__Your instructions__.
Lines of the data that contain the word "there" are the ones to copy.

Collected data entries
________

PR #1299, opened 2026-04-02
Added card `matcher` functions and related.

AllUniversal:
+Title, I moved this over from #838, the latest two comments on that PR explain card `matchers`.

## Additional Info:


AllUniversal:
I now added a new subcondition `count`. It should make it possible to match for cards based on how many cards share a property, like matching a card only if its seal appears `exact`ly once, or `at_least` twice, or `at_most` (=> subflags of `count`) three times, or if a custom `func` (subflag of `count`) returns `true` when called with the total number of the card's property.

EDIT: Oh, and just to mention it here, I also added `Card:get_suits()`.

AllUniversal:
Realized stuff ain't working right, will look at it tomorrow.

AllUniversal:
Fixed (and tested) it, `.count` should now be working!

Aurelius7309:
Ran into some hard crashes while testing it out, so I just went ahead and fixed those ^^
I'm still not close to having fully tested it, but I did notice this not working as expected:
`SMODS.create_card_matcher { enhancement = { any = { m_gold = true, m_steel = true }, count = { at_least = 3 } } }` - in fact I couldn't get it to fire at all. Is this user error on my part or a bug?

AllUniversal:
@Aurelius7309 The following code works for me; 
image
Specifically, this matcher would match a card if; 
1. It is either a Gold or Steel card
2. Its enhancement (*no matter what*) must appear at least three times.
-> Thus, in a hand of three or more Gold cards and less than three Steel cards, it matches every Gold card, but no Steel card. 

If you want it to match three cards that are *either* Gold or Steel *each*, I don't think this is currently supported actually, in which case I'll look into how I'd add it.

Aurelius7309:
Huh, I placed this matcher into the flush Poker Hand Part and it did nothing even with 3 gold + 3 steel cards. Might have done it wrong, I guess I'll experiment some more tomorrow. Also without looking at code I'd have expected the count to relate to the property and not the actual matched card - though either can be useful.

I suppose this means there's also currently no support for linking properties, e.g., two cards of the same rank and suit?

AllUniversal:
Indeed, hmm. I'll see about that too.

AllUniversal:
EDIT 2026.5.28: This is outdated now, the `any_related` subflag has been removed. The below functionality should be achievable by checking the number of cards matched instead.

> If you want it to match three cards that are _either_ Gold or Steel _each_, I don't think this is currently supported actually, in which case I'll look into how I'd add it.

This is now supported through the use of the new `count` subflag `any_related`; It makes it so that if a card matches a `matcher.condition`'s `any` flag, and that `condition` (e.g. `enhancement`) is `count`ed, the `matcher` also adds 1 to all the other values of the `any` flag, thus essentially merging their counts into one.

So the above example of matching `at_least` three cards that are *either* Steel or Gold is now possible with this matcher;
```lua
local matcher = SMODS.create_card_matcher({enhancement = {any = {m_gold = true, m_steel = true}, count = {at_least = 3, any_related = true}}})
```

AllUniversal:
@Aurelius7309 Aight so I added a new `count` subflag `overlap`; It too has the `all`, `any` or `none` (new) subflags, but for conditions, not keys. This is a `matcher` for matching two or more cards, as long as they have a Red seal and share enhancements;
```lua
SMODS.create_card_matcher({seal = {any = {Red = true}, count = {at_least = 2, overlap = {any = {enhancement = true}}}}})
```
One for matching exactly two cards with a Red seal and shared enhancement;
```lua
SMODS.create_card_matcher({seal = {any = {Red = true}, count = {exact = 2, overlap = {any = {enhancement = true}}}}})
```
(This one would *not* match two cards with Red seals if there's a third one, *unless that one has a different enhancement*)

AllUniversal:
Was just inspired to try implementing **Holy Fool**'s Faust Joker's **Devil's Hand** pokerhand using card matchers, this is the code (replacing Flush for testing):
```lua
SMODS.PokerHandPart {
    key = '_flush',
    func = function(hand) 
        local matcher = SMODS.create_card_matcher({suit = {count = {exact = 1}}, rank = {count = {exact = 1}}})
        local m_t_c, c_t_m = SMODS.match_cards(hand, {matcher})
        return SMODS.get_hand_from_matching(m_t_c, c_t_m, {matcher_max_cards = {[matcher] = 4}})
    end -- get_flush(hand) end,
}
```
Making these four cards count as a Devil's Hand / Flush:
image

AllUniversal:
I have now added subflags to `count.overlap[condition]`; 
```lua
"any" = boolean             -> any [condition]s overlap
"all" = boolean             -> all [condition]s of the primary card checked overlap with the card checked against
"all_either" = boolean      -> all [condition]s of the card with fewer [condition]s overlap with the other card 
"none" = boolean            -> none of the [condition]s overlap
"exact" = integer           -> [exact] number of cards overlap
"at_least" = integer        -> [at_least] number of cards overlap
"at_most" = integer         -> [at_most] number of cards overlap
"func" = functions          -> see `count.func`
```
These allow checking overlap more precisely, e.g.; 
```lua
{suit = {count = {at_least = 3, overlap = {any = {enhancement = {none = true}, seal = {none = true}}}}}}
```
^ This is a matcher to match *at least 3* cards which share a *suit*, as long as they either share *no* enhancements or *no* seals.

```lua
{suit = {count = {at_least = 3, overlap = {any = {enhancement = {none = true}, seal = {any = true, at_least = 3}}}}}}
```
^ This is a matcher to match *at least 3* cards which share a *suit*, as long as they either share *no* enhancements or a *seal* with *2* other cards (with which they share a suit).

________

__Answer section__.
I suppose this means there's also currently no support for linking properties, e.g., two cards of the same rank and suit?
(This one would *not* match two cards with Red seals if there's a third one, *unless that one has a different enhancement*)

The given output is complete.